A Pró-reitoria de Pesquisa, Pós-graduação e Inovação (PROPI), com a finalidade de preservar a imagem e a respeitabilidade dos conhecimentos gerados no âmbito do IFC por nossos servidores e discentes envolvidos com atividades de pesquisa, reforça sobre a necessidade de observar o que dispõe o caput e suas alíneas do Art. 9º da Resolução nº. 070/2013 do CONSUPER, que dispõe sobre a Regulamentação das Atividades de Pesquisa e Inovação Tecnológica do IFC, a saber:

As atividades de pesquisa e inovação que envolvam seres humanos, animais, organismos geneticamente modificados, células-tronco embrionárias, patrimônio genético e conhecimento tradicional associado, energia nuclear e materiais radioativos e a pesquisa que gerar resíduos químicos e/ou biológicos devem, obrigatoriamente, atender a legislação vigente aplicável a cada caso[…]”.

Além disso, conforme Item IV do § 1º do Art. 9º da mesma Resolução, em nenhuma hipótese o Coordenador do projeto que se enquadre nas situações previstas neste artigo poderá iniciar a sua execução sem as devidas autorizações previstas em lei, assumindo total responsabilidade pelo seu descumprimento.

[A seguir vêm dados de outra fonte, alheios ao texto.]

PR #1822, opened 2026-06-18
Added unnest

### LINKED ISSUE #1820: Add unnest() to explode a list column into rows
DataChain has no list→rows primitive (like SQL `UNNEST`, Spark `explode`, pandas `.explode()`).

Today you hand-write a generator UDF:

```python
chain.gen(lambda row: ((row.id, x) for x in row.items), output={"id": int, "item": int})
```

which is verbose, drops sibling columns unless you re-`yield` them, and makes you restate the element type even though it's known from the list's declared type.

Note: the existing `explode()` is unrelated — it parses a JSON-object column into columns (a `map`, 1 row → 1 row), not list → rows.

De modo especial, queremos chamar a atenção para as pesquisas que envolvam o uso de animais e de seres humanos, pois, além de frequentes em nosso meio, têm implicações éticas consideráveis, conforme dispõem a Resolução do Conselho Nacional de Saúde nº. 466, de 12 de dezembro de 2012, para pesquisas com seres humanos (Disponível em http://bvsms.saude.gov.br/bvs/saudelegis/cns/2013/res0466_12_12_2012.html), e a Lei nº. 11.794, de 08 de outubro de 2008, e normas complementares, para os casos de pesquisas com o uso de animais (as quais podem ser consultadas em http://ifc.edu.br/2014/06/16/etica-no-uso-de-animais/).

Neste sentido, reiteramos os termos da Resolução nº. 070/2013 do CONSUPER/IFC e solicitamos que todos os projetos que envolverem animais ou seres humanos sejam apreciados pelos respectivos Comitês de Ética em Pesquisa e sejam executados somente após a emissão de Parecer favorável pelo respectivo comitê.

Vale destacar que toda e qualquer pesquisa que envolva seres humanos, em qualquer área do conhecimento, segundo a Resolução nº. 466/2012 do Conselho Nacional de Saúde, deve respeitar aos seguintes preceitos éticos:

“a) respeito ao participante da pesquisa em sua dignidade e autonomia, reconhecendo sua vulnerabilidade, assegurando sua vontade de contribuir e permanecer, ou não, na pesquisa, por intermédio de manifestação expressa, livre e esclarecida;

b) ponderação entre riscos e benefícios, tanto conhecidos como potenciais, individuais ou coletivos, comprometendo-se com o máximo de benefícios e o mínimo de danos e riscos;

c) garantia de que danos previsíveis serão evitados; e

d) relevância social da pesquisa, o que garante a igual consideração dos interesses envolvidos, não perdendo o sentido de sua destinação sócio-humanitária”.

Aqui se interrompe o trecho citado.